Наутро Безобразову было отвечено: его величество жалеет, что сей человек, коего здесь все считали Дмитрием, так сел на свой престол, что вы его таковым не почитаете, даже несмотря на все его тиранства. Его величество отнюдь не загораживает вам дороги: можете промышлять о себе. Что же до принца Владислава, то отец у него еще не законченный властолюбец, как иные, и желает он, чтобы и сын сохранил ту же умеренность, предаваясь во всем воле Божьей.
— Какова же участь уготована Дмитрию Поддельну? — между прочим спросил русского посла Гонсевский при их последнем свидании.
— Еще решит высокий суд, — повторил Безобразов особенно нравившееся ему предречение Шуйского (Гонсевский выпучил глаза, пошел вверх бровью — против воли, — так был удивлен).
— На том суде нижние бояре (которых, впрочем, будет мало) за него вступятся, нарекая, как и прежде, своим Дмитрием... Доказать его обман будет довольно сложно. Мы повезем его на опознание в Галич или к вам в Литву, по дороге он сбежит — и все этим будет завенчано: дело закрыто.
— Да, но это породит в народе слухи... — задумчиво пробормотал Гонсевский. — Он или другой под именем его сможет воспрянуть опять, явившись в более благоприятном месте...
— Число его приверженцев, — горячо перебил вельможу Безобразов, — уже не то, как успел он полгода поцарствовать, нагадить там на троне... — (Посол при этом усмехался едко и спокойно). — Да к тому же это только так будет названо, что убежит...
Гонсевский уже одобрительно начал кивать головой.
— ...А его увезут в один из глухих наших... этих... ну, вроде ульев, да?.. А — кельев!

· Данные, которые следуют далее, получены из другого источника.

PR #433, opened 2018-05-01
Extract transforms tests & some fixes as separate PR from #312

PiotrCzapla:
I think we can get the test for transforms.py merged first, then the #312 will be easier to read as it will show only the changes done to allow for custom_transformations.

I will add more test showing how the transformation API works right now and once we are happy that the coverage is acceptable I'm going to update the changes in #312 to show that they are backward compatible.

### DIFF
--- a/tests/test_transform.py
+++ b/tests/test_transform.py
@@ -1,0 +1,288 @@
+import numpy as np
+import pytest
+
+from fastai.transforms import *
+
+t_rand_img128x128x1 = np.random.uniform(size=[128,128,1])
+t_rand_img128x128x3 = np.random.uniform(size=[128,128,3])
+#
+# # as per https://stackoverflow.com/questions/7100242/python-numpy-first-occurrence-of-subarray
+# def rolling_window(a, size):
+#     shape = a.shape[:-1] + (a.shape[-1] - size + 1, size)
+#     strides = a.strides + (a. strides[-1],)
+#     return np.lib.stride_tricks.as_strided(a, shape=shape, strides=strides)
+
+
+def test_scale_min_works_with_masks():
+    mask = np.ones([128, 256], dtype=np.float32)
+    mask[0:64,0:128] = 20
+
+    em = np.array([[20., 20., 1., 1.],
+                   [1., 1., 1., 1.]], dtype=np.float32)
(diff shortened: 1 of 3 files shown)


jph00:
This is great!

tests/test_transform.py
```diff
@@ -0,0 +1,313 @@
...
+    im = np.array([[0, 0, 0, 0, 0],
+                   [0, 1, 1, 1, 0],
+                   [0, 1, 1, 1, 0],
+                   [0, 1, 1, 1, 0],
+                   [0, 0, 0, 0, 0], ], dtype=np.float32)
+    expect = [1,1,3,3]
+    np.testing.assert_array_equal(to_bb(im, "not used"), expect)
+
+### tests for transformation objects
+def test_RandomCrop():
```
mcskinner: (1) Sorry for leaving my last comments on the commit and not here...
(2) One last thought is that this violates method naming conventions in general, not sure if we care about that vs the class name.

PiotrCzapla: Sticking to PEP8 around naming test functions is bad idea as the functions names are used in different context.
The most important thing is that you know what the tests are about when you read the function names.
I like bdd specification style of test (wiki)[https://en.wikipedia.org/wiki/Behavior-driven_development#Specialized_tooling_support], (ScalaTest as example)[http://www.scalatest.org], where you write a spec in plain English, if you know any good way of doing such thing in pytest please share.

In py.test I tend to follow this convention:

test_<object_of_test>__<what function is being tested> 

But I'm not sure consistent around that (I've forgotten to put double underscore to separate object from a feature that is being tested), I'm fine to adopt some good convention.

mcskinner: We're trying to follow the convention from the Python testing guide:

>Use long and descriptive names for testing functions. The style guide here is slightly different than that of running code, where short names are often preferred. The reason is testing functions are never called explicitly. square() or even sqr() is ok in running code, but in testing code you would have names such as test_square_of_number_2(), test_square_negative_number(). These function names are displayed when a test fails, and should be as descriptive as possible.

See also: https://github.com/fastai/fastai/blob/master/docs/testing.adoc

PR #441, opened 2018-05-03
Adds test file for `core.py` and tests for `partition` fn

NEIA20:


tests/test_core.py
```diff
@@ -0,0 +1,39 @@
...
+
+def test_partition_functionality():
+  sz = 2
+  a = [1,2,3,4,5]
+  ex = [[1,2],[3,4],[5]]
+  result = partition(a, sz)
+  assert len(result) == len(ex)
+  assert all([a == b for a, b in zip(result, ex)])
+
+  sz = 3
```
mcskinner: I might suggest that we split these up into separate, nicely named tests. When something fails, it makes it easier to tell what went wrong. I defer to @jph00 on the patterns he prefers.

tests/test_core.py
```diff
@@ -0,0 +1,39 @@
+from fastai.core import partition
+import pytest
```
mcskinner: I've put this import as the first line by convention, but I'm not gonna insist on that vs just mention it :)

tests/test_core.py
NEIA20: sure i don't mind breaking the test up into smaller pieces. The primary difference among the examples in `test_partition_functionality` is the `sz` param. So breaking `test_partition_functionality` up into sub-tests would look something like:

```
def test_partition_with_sz_2():
  sz = 2
  a = [1,2,3,4,5]
  ex = [[1,2],[3,4],[5]]
  result = partition(a, sz)
  assert len(result) == len(ex)
  assert all([a == b for a, b in zip(result, ex)])

```

My main motivation behind so many `sz` variations was to provide several examples so that someone wanting to use this function would know how it would behave.

Maybe I should just have one testing example here and then list the rest in a doc string where the function is defined. What do you think?

tests/test_core.py
NEIA20: no worries i don't mind fixing that

tests/test_core.py
mcskinner: Go ahead and leave as is for now. I don't want to pretend I have any authority to be prescriptive :)

One suggestion I have elsewhere is to consider [pytest parameterizing](https://docs.pytest.org/en/latest/example/parametrize.html), but we can wait for @jph00 to decide the preference.

PR #444, opened 2018-05-04
Adoc: documentation for core.py and sgdr.py

cuddle-cuddle:
Nothing new added. Purely documentation.


fastai/sgdr.py
```diff
@@ -490,6 +542,9 @@ def update(self):
 
 
 class OptimScheduler(LossRecorder):
+    '''
```
jph00: Could you put all the one-liner docs on a single line? (i.e. put the quotes on the same line)

fastai/sgdr.py
```diff
@@ -248,6 +291,10 @@ def calc_mom(self):
         return res
 
 class CircularLR_beta(LR_Updater):
+    '''
```
jph00: Probably best to remove any docs you're not sure of

jph00:
Many thanks!

PR #445, opened 2018-05-04
Added conda-forge channel only for jup extensions

sudarshan85:
According to the issue listed [here](https://github.com/conda/conda/issues/2800) in the conda repo there is an option to add a channel per dependency. Now that issue is not closed yet but there is no activity since Nov 2017. I changed the env files to use conda-forge only for the jupyter extensions and it worked. I was able to see all the extensions listed. I have changed all the env files to use conda-forge for jup extensions.


jph00:
Good find!

PR #450, opened 2018-05-06
Redefine transfroms as set of partially applied functions

PiotrCzapla:
This is refined version of the previous proposal #312. I've managed to get rid of the TfmType and is_y by converting the transformations to set of applied functions whose parameters can be changed during execution.

We keep the concept of `determ`, `apply_transform` from #312. but we make`tfms.determ()` returning a partially applied function (almost as we return wrapper to make the printout nicer).  
The change is **backward compatible** to large extend.

This let us express the `sz_y` (the reason for`is_y` existance) as follows:
     
```py
def ap_t(t, x, y):
    nx = t(x)
    ny = t(y, sz=sz_y) # here the default value is set to sz_y
    return nx,ny
```

The coords transformation (one of reasons for `TfmType`) looks like this:

```py
def ap_t(t, x, y): # this is how we can express coords transformation for y
    nx = t(x)
    ny = transform_coords(t, y, x.shape)
    return nx,ny
```

The mask transformation (another reason for `TfmType`) can be expressed as follows:
```py
def ap_t(t, x, y): # this is how we can express coords transformation for y
    nx = t(x)
    ny = t(y, **TfmParams.CLASS)
    return nx,ny
```

I've also add an inspection mechanism to transforms to make it easier to reason about random transformations, here is how it looks like

```py
>>> tfms[0]
Trasnforms(...)
# with ComposedTransform(tfms=[
  RandomScale.do(_, sz=16, interpolation=3, zoom=?),
  AddPadding.do(_, pad=2, pad_mode=2),
  RandomRotate.do(_, pad_mode=2, interpolation=3, rp=?, rdeg=?),
  RandomLighting.do(_, b=?, c=?),
  RandomDihedral.do(_, rot_times=?, do_flip=?),
  NoCrop.do(_, sz=16, interpolation=3),
  Normalize.do(_, mean=[0.5 0.5 0.5], stddev=[0.5 0.5 0.5]),
  ChannelOrder.do(_)
])

>>> tfms[0].determ()
ComposedTransform(tfms=[
  RandomScale.do(_, sz=16, interpolation=3, zoom=1.0),
  AddPadding.do(_, pad=2, pad_mode=2),
  RandomRotate.do(_, pad_mode=2, interpolation=3, rp=False, rdeg=1.3287164035703682),
  RandomLighting.do(_, b=-0.02255752415182746, c=0.008637519508592914),
  RandomDihedral.do(_, rot_times=2, do_flip=True),
  NoCrop.do(_, sz=16, interpolation=3),
  Normalize.do(_, mean=[0.5 0.5 0.5], stddev=[0.5 0.5 0.5]),
  ChannelOrder.do(_)
])
```

### DIFF
--- a/fastai/transforms.py
+++ b/fastai/transforms.py
@@ -2,24 +2,24 @@ from .imports import *
 from .layer_optimizer import *
 from enum import IntEnum
 
-def scale_min(im, targ, interpolation=cv2.INTER_AREA):
+def scale_min(im, sz, interpolation=cv2.INTER_AREA):
     """ Scales the image so that the smallest axis is of size targ.
 
     Arguments:
         im (array): image
-        targ (int): target size
+        sz (int): target size
     """
     r,c,*_ = im.shape
-    ratio = targ/min(r,c)
-    sz = (scale_to(c, ratio, targ), scale_to(r, ratio, targ))
-    return cv2.resize(im, sz, interpolation=interpolation)
+    ratio = sz/min(r,c)
+    dsize = (scale_to(c, ratio, sz), scale_to(r, ratio, sz))
+    return cv2.resize(im, dsize, interpolation=interpolation)
 
-def zoom_cv(x,z):
+def zoom_cv(im, zoom):
     '''zooms the center of image x, by a factor of z+1 while retaining the origal image size and proportion. '''
-    if z==0: return x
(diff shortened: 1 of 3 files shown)


jph00:
There's a new transform pipeline now available in fastai_v1

PR #451, opened 2018-05-06
Adds tests for `split_by_idxs` and adds `test_core` folder

NEIA20:
This PR: 
- adds test for `split_by_idxs`
- adds index validation for `split_by_idxs`
- "dry"s up the `partition` tests
- creates a `test_core` folder for `core.py` testing files (the one testing file was already getting long with just the tests from 2 functions)


fastai/core.py
```diff
@@ -53,6 +53,8 @@ def noop(*args, **kwargs): return
 def split_by_idxs(seq, idxs):
     last = 0
     for idx in idxs:
+        if idx >= len(seq) or idx < len(seq) * -1:
```
jph00: For future reference, you can simply this to (IIRC):

```
not (-len(seq) <= idx < len(seq))
```

jph00:
Are you sure we want to split the tests up into separate files? Seems to me like that's going to add complexity in finding tests and understanding modules - what's the downside of having large test files? Pretty much all modern editors support folding and/or visual file maps, so navigating large files is pretty convenient.

fastai/core.py
NEIA20: you're right i like that better - the condition is more obvious

NEIA20:
That's funny cuz the reason why I broke them into separate files is because I thought it would be quicker to find the test(s) that you were looking for 😂 

I might be biased here because I think I personally find it less overwhelming when code is broken up into separate files. The compartmentalization is also helpful - e.g. I know that in `test_split_by_idxs.py` I'm only looking at code that pertains to tests for a function called `split_by_idxs`

It seems like it might be subjective, and given that I should probably stick with the existing patterns in the codebase? (i.e. keeping them in one file)

jph00:
Many thanks for the consideration - yes I think keeping in one file would be great. FYI if you're not familiar with code folding you should check it out and see if your editor can have it turned on by default (and also try to learn the keyboard shortcuts for increasing and decreasing folding level for a file) - hopefully things aren't too overwhelming when you can easily collapse the file into a handle of lines.

NEIA20:
No problem at all, I put the core tests back in one file and updated the if condition in `split_by_idxs`

I'm familiar with code folding but I don't use it enough - the keyboard shortcuts sound like a really good way to go 👍

PR #1827, opened 2019-03-16
added some clarity to what label_cls is and multi-regression usage

jmhsi:
Added some documentation to the datablock api explaining more about `label_cls` usage and how to get correct labeling for multi-regression. See [here](https://forums.fast.ai/t/nlp-multi-regression-with-datablock-api/40950)


sgugger:
Perfect, thanks!

PR #1828, opened 2019-03-16
Data block minor fixes

jonppe:
-fix test_wrong_order by adding missing import and making test more strict
-fix typo in filter_by_folder and add unit test for the metohd. The method is still broken for string items


sgugger:
Oh yes, this is an annoying typo. Your test doesn't pass however so that needs fixing. Be careful that `filter_by_folder` filters... by folder, so you need to have items that look like {folder}/{fname}. Then you use names that aren't the same.

jonppe:
Thanks for pointing out using proper folder names in test. Now I actually read what the code is doing.
I added the fix to the method and the unit tests.

sgugger:
Thanks a lot!

PR #1829, opened 2019-03-16
Csv logger append

KeremTurgutlu:
Adding `append` option to `CsvLogger` callback. I've realized that only the most recent logs were kept as we train `learner`. For example this arises a problem especially when we are using the same callback but do training in multiple stages, e.g. fine-tuning `stage-1`, `stage-2` and `stage-3`. This option as a flag would allow user to log all three stages as they do training in different code cells.

One drawback is that user needs to parse the csv after training is done if append option is used since everything is logged including lr_finder, stage-1, lr_finder, stage-2, lr_finder, stage-3, etc..:

image


sgugger:
Sounds useful, thanks!

stas00:
Please don't forget to update the docs, otherwise new features remain undocumented.
https://docs.fast.ai/callbacks.csv_logger.html

The separation of docs and code makes it very easy to neglect docs.

Thanks.

KeremTurgutlu:
That's super important, sorry about it! Will fix it now. Thanks.

Issue #1830, opened 2019-03-16
Error when loading an LM encoder; 'map' is an unexpected argument


clinchergt:
**Describe the bug**
I'm trying to load an encoder from a previously fine-tuned LM, however I'm getting the following error:

```
TypeError                                 Traceback (most recent call last)
<ipython-input-9-ee84f2ddf586> in <module>
----> 1 learn.load_encoder('ft_enc-en')

/opt/anaconda3/lib/python3.7/site-packages/fastai/text/learner.py in load_encoder(self, name, device)
     67         if hasattr(encoder, 'module'): encoder = encoder.module
     68         encoder.load_state_dict(torch.load(self.path/self.model_dir/f'{name}.pth'))
---> 69         encoder.load_state_dict(torch.load(self.path/self.model_dir/f'{name}.pth', map=device))
     70         self.freeze()
     71 

TypeError: load() got an unexpected keyword argument 'map'
```

**Provide your installation details**

I installed fastai to get the latest version from github: `pip install git+https://github.com/fastai/fastai.git`.

**To Reproduce**
1. Train a language model and save the encoder using `save_encoder`.
1. Load the encoder to a classifier using `load_encoder`.

**Expected behavior**

Have the encoder load properly.

**Additional context**

Commit that introduced this bug was this: https://github.com/fastai/fastai/commit/ca5aad377b975f4fc86aa42d8d964571070e050d

PR #1831, opened 2019-03-17
Fix encoder loading by fixing argument name

clinchergt:
Argument is called `map_location` and not just `map`.

This also fixes [issues 1830](https://github.com/fastai/fastai/issues/1830)


sgugger:
My mistake, thanks for fixing!

PR #1832, opened 2019-03-17
Fix typo in data_block.py

cberner:
This fixes a crash due to `isinstance` being misspelled


sgugger:
Good catch! Thanks a lot but @jonppe beat you to this in a previous PR (#1828) ;)

PR #1834, opened 2019-03-17
Add FASTAI_HOME as optional location of config file

tg00:
[I didn't create a thread on the fastai forums as this code change seems tangential to the actual functionality of fastai]

This pr adds FASTAI_HOME environment var which works similar to TORCH_HOME (in [pytorch]/torch/utils/model_zoo.py).

I run fastai in a docker container and ~ points to /root inside the container, which means that any downloads go inside the container and consequently are lost when the container is stopped unless I copy them from the container (and copy them back in when the container is started).

Setting FASTAI_HOME to an external VOLUME (e.g. 'VOLUME /home' and 'ENV FASTAI_HOME=/home/.fastai') in the dockerfile saves all downloads outside the container (via the config.yml which also has /home/.. as for data_path and model_path).

### DIFF
--- a/docs_src/datasets.ipynb
+++ b/docs_src/datasets.ipynb
@@ -100,8 +100,11 @@
    "source": [
     "For the rest of the datasets you will need to download them with [`untar_data`](/datasets.html#untar_data) or [`download_data`](/datasets.html#download_data). [`untar_data`](/datasets.html#untar_data) will decompress the data file and download it while [`download_data`](/datasets.html#download_data) will just download and save the compressed file in `.tgz` format. \n",
     "\n",
-    "By default, data will be downloaded to `~/.fastai/data` folder.  \n",
-    "Configure the default `data_path` by editing `~/.fastai/config.yml`.  "
+    "The locations where the data and models are downloaded are set in `config.yml`, which by default is located in `~/.fastai`. This directory can be changed via the optional environment variable `FASTAI_HOME` (e.g FASTAI_HOME=/home/.fastai).\n",
+    "\n",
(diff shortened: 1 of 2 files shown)


sgugger:
I don't see why not, but if we do this, then the default config should also use that env variable for the defaults to the  data path and the models path.

stas00:
plus it needs to be documented. Probably at: https://docs.fast.ai/datasets.html#Config
https://docs.fast.ai/gen_doc_main.html#process-for-contributing-to-the-docs
Thank you.

tg00:
Okay, good points.
I'll update the pull request with the changes for the data path and models path and I'll also update the pull request with an updated datasets.ipynb with a reference to the optional FASTAI_HOME.

tg00:
Ive amended the commit.

sgugger:
Thanks a lot, it's looking good!

tg00:
I just found out that I didn't update the .html :-(
Looking at bearpelican's commit a11aa0f, I noticed that both .ipynb and the .html were committed.
I think I misread the documentation and thought it would be done after the commit on the github side.

Should I make a new PR for the .html update ?

sgugger:
No you don't need to do it directly (and we prefer you don't as it makes the diff unreadable). I haven't re-built the docs yet, will do this morning (in general it's done once a day).

stas00:
> Should I make a new PR for the .html update ?

To further clarify:

The maintainers usually commit both and bearpelican is one of the maintainers, so he commits both. Sylvain usually rebuilds all online docs once a day.

For contributors, we try to make things as simple as possible, so asking to just follow the minimal steps required as described here: https://docs.fast.ai/gen_doc_main.html#process-for-contributing-to-the-docs And also as Sylvain said not having any autogenerated files in the PR makes it easier to review your work.

PR #1839, opened 2019-03-18
Fix links to correct model directory

iamshwin:
These links in the docs currently go to the wrong place.

This is where I think they should go.

### DIFF
--- a/docs/text.learner.html
+++ b/docs/text.learner.html
@@ -56,9 +56,9 @@ summary: "Easy access of language models and ULMFiT"
 <div class="text_cell_render border-box-sizing rendered_html">
 <p>The model used is given by <code>arch</code> and <code>config</code>. It can be:</p>
 <ul>
-<li>an <a href="/text.models.awd_lstm.html#AWD_LSTM"><code>AWD_LSTM</code></a>(<a href="https://arxiv.org/abs/1708.02182">Merity et al.</a>)</li>
-<li>a <a href="/text.models.transformer.html#Transformer"><code>Transformer</code></a> decoder (<a href="https://arxiv.org/abs/1706.03762">Vaswani et al.</a>)</li>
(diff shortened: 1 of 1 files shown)


sgugger:
Thanks for catching this, but it's useless to change the html directly since they are auto-generated (so your fix will be erased the next we build the docs). @bearpelican can we fix the reason behind those broken links?

stas00:
@iamshwin, you're invited to re-apply this same fix to the source, which is  `docs_src/text.learner.ipynb`

The docs explain not to edit html, but ipynb instead. Please see:
https://docs.fast.ai/gen_doc_main.html#process-for-contributing-to-the-docs

Thank you!

stas00:
> @bearpelican can we fix the reason behind those broken links?

Yeah, something is messed up in the doc builder:
```
grep TransformerXL docs_src/text.learner.ipynb
    "- a [`TransformerXL`](/text.models.transformer.html#TransformerXL) ([Dai et al.](https://arxiv.org/abs/1901.02860))\n",
```
It's written correctly \`TransformerXL\` so it should be updated to the new location? Or perhaps the build script only expands \'Name\' once and then never tries to update it if it's expanded? Perhaps that's the culprit to our many broken anchors.

bearpelican:
Yup  going to check why those links aren't being updated

bearpelican:
Links are being updated. 

Problem is that we assume the doc path should be the same relative location as the module path. 
Docs builder currently doesn't have any idea that - 'text.models.transformer.py' module should be mapped to 'text.models.html'

I'll update/hardcode the links manually for now and think about how to handle 'module -> docs' mappings

stas00:
Ah, I see.

Perhaps it could check the parent module if it has the NAME defined in there and use it instead? 

One thing for sure, it shouldn't link to non-existing docs, which it does now. i.e. there is no text.models.transformer.ipynb - does it make sense?

PR #1840, opened 2019-03-19
Update freeze docsrc

EmbraceLife:
I have added a little explanation to the term 'layer group' of [`freeze`](https://docs.fast.ai/basic_train.html#Learner.freeze)


stas00:
You probably did 'git commit -A' don't do that, use -a (lower case `a` instead) it will only add files which are already under git. So yes, the extra file shouldn't be there.

Also the beginning of the notebook has some new stuff which shouldn't be there. Probably from your experiments with things that weren't in the 4-steps :)

EmbraceLife:
image

@stas00 Thanks for your helpful guides! I think I have done all the corrections. 
However, as you can seen there is the commit 845ed12 which is crossed, I think it was my attempt to merge my new feature branch with master. Is it not necessary?

stas00:
no, the red [x] means that some CI test failed - you can click on it to see what, but often it's not a real problem, since some of our tests occasionally fail because they are non-deterministic.

You can see the sum-total of your changes by clicking on the [ Files changed ] tab above, all is good and I merged it.

Thank you, @EmbraceLife

PR #1841, opened 2019-03-19
Setting the correct nf when concat_pool=False

renato145:
Fixed `nf` on `create_cnn_model`  being multiplied by 2 when `concat_pool=False`.


sgugger:
Thanks for flagging! I've just put everything on one line.

PR #1845, opened 2019-03-20
Fixed few typos in the vision.image.html doc page.

agiUnderground:
Documentation typos fix.


sgugger:
Thanks for flagging this, but you need to change the notebook that is behind this page (so `vision.image.ipynb`) and no the html page itself: docs are auto-generated so your change will be overwritten the next time we build the docs if we don't fix the source of the problem.
More information [here](https://docs.fast.ai/gen_doc_main.html).

PR #1847, opened 2019-03-20
Scripted forget_mult

t-vi:
This replaces forget_mult with a scripted version. My preliminary measurements show that it is within 5-10%  of the custom kernel.
I have not deleted the kernels.


t-vi:
So from what I can tell, the stable PyTorch version doesn't like the script, so this is not for now.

В общем, тоже деревяный дом. — (Посол уже иначе — непонятно — усмехался). — И пусть его там, в рясе, которую так поспешил сбросить, доживает как положено, — может, отмолит беззакония свои.
Гонсевский открыл было снова диковинно рот, но — промолчал.
— Он — прохиндей и ветрогон, но он мой от ребячества друг. В меру полной кары я его не дам, — все объяснил вдруг пану торжественно, как под присягой в ратуше, московский человек.
Пан Корвино посмотрел только еще раз на него всем своим осторожным лицом с голубоватыми скалистыми впадинами вокруг глаз; вслух же ничем более не интересовался.
Зигмунд тоже провожал московского посла — инкогнито, стоя на площадке перед башней. Сквозь чинную черную елочку вдоль парапета видно было, как внизу по каменным ступеням сходил к витой калитке человек — краткий стан в огневом кафтане, чуть впереди голова. Зигмунду, обволакивающему затылок посла теплой ненавистью, вдруг показалось, что это идет Дмитрий, и как будто какие-то пыльные доски проволоклись по траве перед ним — перед железной калиткой...
Еще некоторое время Зигмунд прохаживался парапетом, подкручивал и развивал бородку-эспаньолку. Но древнее бешенство вождей норманнов, лакавших мухоморовый настой, цвело в нем.
«Грамотеи!»
Вскрикивали чайки, летал ветер, рвалась эспаньолка.
«Научись писать сначала, инператор!.. Гад, плебей неблагодарный!.. Влада подай им в деревяный дом!.. Не сейчас. Перегрызитесь сами сперва меж собой, псы рысистые! Влад будет к вам попозже — в неприкосновенной крылатой короне гусарских полков. Примет-примет ваше царство под печать — стального табуна улан!»